Exercise description: Go through the material under this sentence. Return every line holding "conftest".

Data provided:

PR #26584, opened 2020-04-09
add rancher/calico-kube-controllers:v3.4.0

kinarashah:


scripts/istio-images-mirror
```diff
@@ -28,6 +28,7 @@ quay.io/jetstack/cert-manager-controller rancher/jetstack-cert-manager-controlle
 quay.io/calico/node rancher/calico-node v3.13.0
 quay.io/calico/cni rancher/calico-cni v3.13.0
 quay.io/calico/kube-controllers rancher/calico-kube-controllers v3.13.0
+quay.io/calico/kube-controllers rancher/calico-kube-controllers v3.4.0
```
deniseschannon, line 31: You need to only replace version in the same line as we just push the image after this is merged.

PR #26585, opened 2020-04-09
Enable auth during test run for istio

rancher-max:


tests/validation/tests/v3_api/conftest.py
```diff
@@ -16,6 +16,57 @@ def pytest_unconfigure(config):
...
+def get_tls(certificate):
+    if len(certificate) != 0:
+        tls = True
+    else:
+        tls = False
+    return tls
+
+
+@pytest.fixture(scope="module")
+def enable_ad():
```
izaac, line 29: What's the reasoning behind enabling AD from `conftest.py`?

rancher-max: I did it so that we can use the fixture from any test file we need it in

Exercise response:
tests/validation/tests/v3_api/conftest.py
izaac, line 29: What's the reasoning behind enabling AD from `conftest.py`?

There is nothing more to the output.